On the Medicaid topic, Chief Justice Roberts stated, “Nothing in our opinion precludes Congress from offering funds under the ACA to expand the availability of healthcare, and requiring that states accepting such funds comply with the conditions on their use. What Congress is not free to do is to penalize States that choose not to participate in that new program by taking away their existing Medicaid funding.”
Reactions to the ruling on the ACA were varied among the public, however, the healthcare field had already started to prepare itself as much as possible, regardless of the outcome. “The reaction in the healthcare field generally is ‘Ok, full speed ahead now’ because even before the ruling, although there was some uncertainty as to what would happen and exactly how the law would be implemented, people did not have the luxury of waiting,” says Lowell Brown, Partner, Health Care Practice Group, Arent Fox LLP, Attorneys at Law.
The various industries of the healthcare field have been at hard at work behind the scenes and making the best of what they have in a depressed economy but the Supreme Court’s decision means there is still a considerable quantity of work to be done as well as a large amount of “legal-ese” to sift through and apply, especially for healthcare facilities.

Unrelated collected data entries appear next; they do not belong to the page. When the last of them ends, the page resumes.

PR #1998, opened 2021-10-06
Don't set Span.Status for 4xx http status codes for SERVER spans

### LINKED ISSUE #1818: Span.Status and http semantic convention
[HTTP semantic convention](https://github.com/open-telemetry/opentelemetry-specification/blob/main/specification/trace/semantic_conventions/http.md#status) says:

> For HTTP status codes in the 4xx and 5xx ranges, as well as any other code the client failed to interpret, status MUST be set to Error.

This was introduced in the first version of this semantic convention and never discussed or challenged later. But although this requirement probably makes sense for CLIENT http spans, it is hardly sensible for SERVER http spans. SERVER spans are created based on the "external event": somebody made a request to my server for the URL that I cannot serve. I have no control over such requests and thus I have no way to fix this "error".

I propose:

-  to relax semantic convention and say that "For HTTP status codes in 4xx range, status MAY be set to Error"
- to allow auto-instrumentation to expose some kind of configuration how to interpret http codes in 4xx range

## Alternative approach

We can say (after https://github.com/open-telemetry/opentelemetry-collector/issues/3571 is fixed) that application developer or Operator are free to override `Span.Status` from `Error` to `Ok`. But I think this use-case is common enough not to force all affected users to perform the same manual work.

iNikem:
Fixes #1818

In addition to all the reasons given in #1818 we have numerous complaints from end-users who are frustrated by seeing all those "error" traces that they can do nothing about.

## Changes

Don't set Span.Status for 4xx http status codes for SERVER spans

### DIFF
--- a/CHANGELOG.md
+++ b/CHANGELOG.md
@@ -15,6 +15,8 @@ release.
 
 - Add optional min / max fields to histogram data model.
   ([#1915](https://github.com/open-telemetry/opentelemetry-specification/pull/1915))
+- Add exponential histogram to the metrics data model.
+  ([#1935](https://github.com/open-telemetry/opentelemetry-specification/pull/1935))
 
 ### Logs
 
@@ -22,12 +24,17 @@ release.
 
 ### Semantic Conventions
 
+- BREAKING: Remove db.cassandra.keyspace and db.hbase.namespace, and clarify db.name
+  ([#1973](https://github.com/open-telemetry/opentelemetry-specification/pull/1973))
+
 - Don't set Span.Status for 4xx http status codes for SERVER spans.
   ([#1998](https://github.com/open-telemetry/opentelemetry-specification/pull/1998))
 
 ### Compatibility
 
 ### OpenTelemetry Protocol
+
+- Make OTLP/HTTP the recommended default transport ([#1969](https://github.com/open-telemetry/opentelemetry-specification/pull/1969))
 
 ### SDK Configuration
 
@@ -88,6 +95,8 @@ release.
   ([#1890](https://github.com/open-telemetry/opentelemetry-specification/pull/1890))
 - Add HTTP request and response headers semantic conventions.
   ([#1898](https://github.com/open-telemetry/opentelemetry-specification/pull/1898))
+- Add `k8s.container.restart_count` Resource attribute.
+  ([#1945](https://github.com/open-telemetry/opentelemetry-specification/pull/1945))
 
 ### Compatibility
 
--- a/schemas/1.8.0
+++ b/schemas/1.8.0
@@ -1,0 +1,14 @@
+file_format: 1.0.0
+schema_url: https://opentelemetry.io/schemas/1.8.0
+versions:
+  1.8.0:
+    spans:
+      changes:
+        - rename_attributes:
+            attribute_map:
+              db.cassandra.keyspace: db.name
+              db.hbase.namespace: db.name
+  1.7.0:
+  1.6.1:
+  1.5.0:
+  1.4.0:
--- a/semantic_conventions/resource/k8s.yaml
+++ b/semantic_conventions/resource/k8s.yaml
@@ -63,6 +63,13 @@ groups:
         brief: >
           The name of the Container in a Pod template.
         examples: ['redis']
+      - id: restart_count
+        type: int
+        brief: >
+          Number of times the container was restarted. This attribute can be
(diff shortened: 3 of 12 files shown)


specification/trace/semantic_conventions/http.md
```diff
@@ -46,8 +46,11 @@ default span name.
 the response body; or 3xx codes with max redirects exceeded), in which case status
 MUST be set to `Error`.
 
-For HTTP status codes in the 4xx and 5xx ranges, as well as any other code the client
-failed to interpret, status MUST be set to `Error`.
+For HTTP status codes in the 4xx range span status MUST be left unset in case of `SpanKind.SERVER`
+and MUST be set to `Error` otherwise.
```
Oberon00, line 50:
```suggestion
and MUST be set to `Error` in case of `SpanKind.CLIENT`.
```

"otherwise" could also mean "if not in the 4xx range"

specification/trace/semantic_conventions/http.md
```diff
@@ -46,8 +46,11 @@ default span name.
 the response body; or 3xx codes with max redirects exceeded), in which case status
 MUST be set to `Error`.
 
-For HTTP status codes in the 4xx and 5xx ranges, as well as any other code the client
-failed to interpret, status MUST be set to `Error`.
+For HTTP status codes in the 4xx range span status MUST be left unset in case of `SpanKind.SERVER`
```
Oberon00, line 49: I agree with these being MUSTs instead of SHOULDs because I think that instrumentations should not be burdened with implementing configuration for this.
Maybe we should make this more clear here and also hint that backends might provide more elaborate configuration for error detection (per status-code + route/url-pattern, etc.)

Oberon00:
I'm weakly against this change, but since I don't have user feedback, I yield. 😀

specification/trace/semantic_conventions/http.md
iNikem: should we mention `SpanKand.INTERNAL` here? Just to avoid ambiguity, although INTERNAL spans should not have HTTP status codes.

specification/trace/semantic_conventions/http.md
iNikem: We can do that, but I am not sure if spec should talk about telemetry consumers/backends much. Unless this is actually makes sense, such as we did for interpretation of `SpanStatus.OK` by backends.

Oberon00: Theoretically the hint I mentioned does not belong in a spec, I agree. It would belong in a user manual, but we don't have one. Maybe some md file outside spec, but then not in this PR.

specification/trace/semantic_conventions/http.md
iNikem: > How about wording it as "client-side spans" and "server-side spans", independent of the concrete span king chosen?

Too vague for the spec, IMO. We don't have "client-side spans"/"server-side spans" defined anywhere in the spec.

Oberon00: In the HTTP semconv, we say:

> HTTP client
>
> This span type represents an outbound HTTP request.
>
> For an HTTP client span, SpanKind MUST be Client.

Similarly for server. So the spec more or less forbids using INTERNAL (or CONSUMER/PRODUCER) for now. Should we rely on that here?

tigrannajaryan (approved):
I am weakly in favour of the proposed change (4xx not a server error), however I understand that for some people the opposite is desirable. Unfortunately I cannot think of definitive arguments in favour or against either approach. If we cannot reach consensus on this we can make this behavior configurable.

yurishkuro (approved):

Oberon00:
> If we cannot reach consensus on this we can make this behavior configurable.

That is the one thing I definitely don't want. That configurability should be on the backend.

tedsuo:
@Oberon00 I disagree about configuration. We need to define a configuration language for OpenTelemetry instrumentation, to handle these issues.  But this should be done thoughtfully, as part of the spec. Configuration for instrumentation should not be implemented in an ad-hoc manner; all instrumentation we provide should use the same configuration language.

The instrumentation SIG is working on this configuration issue, but we would greatly appreciate more participation from core Spec members.

As far as this PR goes, I'm fine with the change. My request is that there is some follow up with contrib maintainers and the instrumentation SIG to make sure this change is actually implemented.

PR #2003, opened 2021-10-08
Framework to support W3C test-driven specification

### LINKED ISSUE #1210: Make it possible to automatically list all specification requirements

ocelotl:
Fixes #1210 

There is a framework for specifications from the W3C, the [W3C QA Framework](https://www.w3.org/TR/qaframe-spec/), this is its abstract:

> The goal of this document is to help W3C editors write better specifications, by making a specification easier to interpret without ambiguity and clearer as to what is required in order to conform. It focuses on how to define and specify conformance. It also addresses how a specification might allow variation among conforming implementations. The document presents guidelines or requirements, supplemented with good practices, examples and techniques.

#### What does this PR do?

1. It changes one of the spec documents (`specification/baggage/api.md`) to make it follow the W3C QA framework. This change is intended to show how a document would look after being changed to follow the W3C QA Framework.
2. It adds a script that can parse the spec documents that follow the W3C QA Framework and produce JSON files that can list the included requirements, how mandatory they are and their identifier.
3. Adds a [conformance clause](https://www.w3.org/QA/WG/2004/08/SpecGL-template-text.html) for OpenTelemetry that details how the documents that form this specification are to be written.

#### Why did I create this PR?

While I was working on implementing Metrics, I found myself first having to read all the related documents to find the requirements so that I could know what to implement. This is something that should be as easy as looking for all instances of `MUST`, `SHOULD`, `MAY`, etc but it is not so because there is no guarantee that as the specification is written today every requirement is written in this way (please see [this](https://github.com/open-telemetry/opentelemetry-specification/pull/2003#issuecomment-940984533) comment for examples). I found it necessary then to make this PR more strict in the way it is being written so that its requirements could be extracted from it.

#### What is the general strategy here?

With the approach suggested here we should be able to generate JSON files that contain all requirements so that they can be then transformed into test cases in each implementation. Once an implementation implements and passes all of the mandatory test cases (the ones whose corresponding RFC 2119 keyword is `MUST [NOT]` or equivalent) and it can consider itself compliant.

This idea will require of course rewriting all the documents, but this can be done little by little with one PR per document until we can have all the specification in this format. It is not necessary for this project to stop being developed to format all documents, it continue with some documents in this format and some not.

#### What about the compliance matrix?

The [compliance matrix](https://github.com/open-telemetry/opentelemetry-specification/blob/main/spec-compliance-matrix.md) gathers all the features that each SIG has implemented and marks them as optional or not. I find it convenient but I don't think it is something that gives the level of detail that this approach gives. The compliance matrix is feature-oriented, this approach is requirement-oriented. I think both serve their specific purpose and can continue to exist together.


tigrannajaryan:
It would be useful to to start with the motivation for the change, what are the cons and pros and why we should adopt it.

This appears related to https://github.com/open-telemetry/opentelemetry-specification/pull/1211/files which did not gain traction. What has changed that we should consider this now?

jmacd:
I am a really big fan of this work, @ocelotl!

The OpenTelemetry specification is expansive and written by many authors. As we see from your work on #1956, it is difficult if not impossible to construct a compliance matrix from the text of the specification without having the authors and the community members there to help with interpretation.

It looks like this can be done iteratively: one step at a time, a part of the specification will be rewritten to match the style given here, at which point the compliance matrix row headings can be automatically checked or generated.

Because this is a large PR, I want to encourage you to first (sorry, procedural nits!) file an issue describing the problem "Make the OpenTelemetry specification automatically testable" or something similar. You've already written the motivation above, but we use issues to prioritize discussions about large changes ahead of actual pull requests, usually.

Please file an issue that repeats the motivation and also gives a brief explanation of the steps, e.g., (1) merge the spec-writing guidelines, (2) update document status states to manage the transition, (3) merge the tools for generating x/y/z (4) finally for each component of the specification, (a) refactor, (b) regenerate compliance matrix, (c) ...

hdost:
Is this something that's still being worked on, but maybe elsewhere?

ocelotl:
> Is this something that's still being worked on, but maybe elsewhere?

Not that I am aware of, curious why you ask :sweat_smile:

PR #2008, opened 2021-10-12
Add telemetry schemas to the specification

tigrannajaryan:
Add telemetry schemas to the specification

This merges the remaining bits of OTEP0152 to the specification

“The long-term impact is that we are all going to have to be ready for a lengthy haul of adaptation and implementation. It’s going to be another eight to ten years for this law to be put into action. The law requires the Secretary of Health and Human Services to issue 62 new implementing regulations between 2010 and 2014. That’s an unprecedented amount of regulatory activity in a short amount of time. So short term and long term, everybody is going to be watching those regulations as they’re issued. They will come out in stages as proposed regulations,” says Brown.
There is no doubt, as Brown points out, that assorted stakeholders who will affected by this ruling will be vying to have their voices heard and to exert their influence before the final regulations are issued. There are going to be flaws that must be ironed out or possibly left by the wayside but the end result is that hospitals must put the ruling into action and prepare for a new horizon.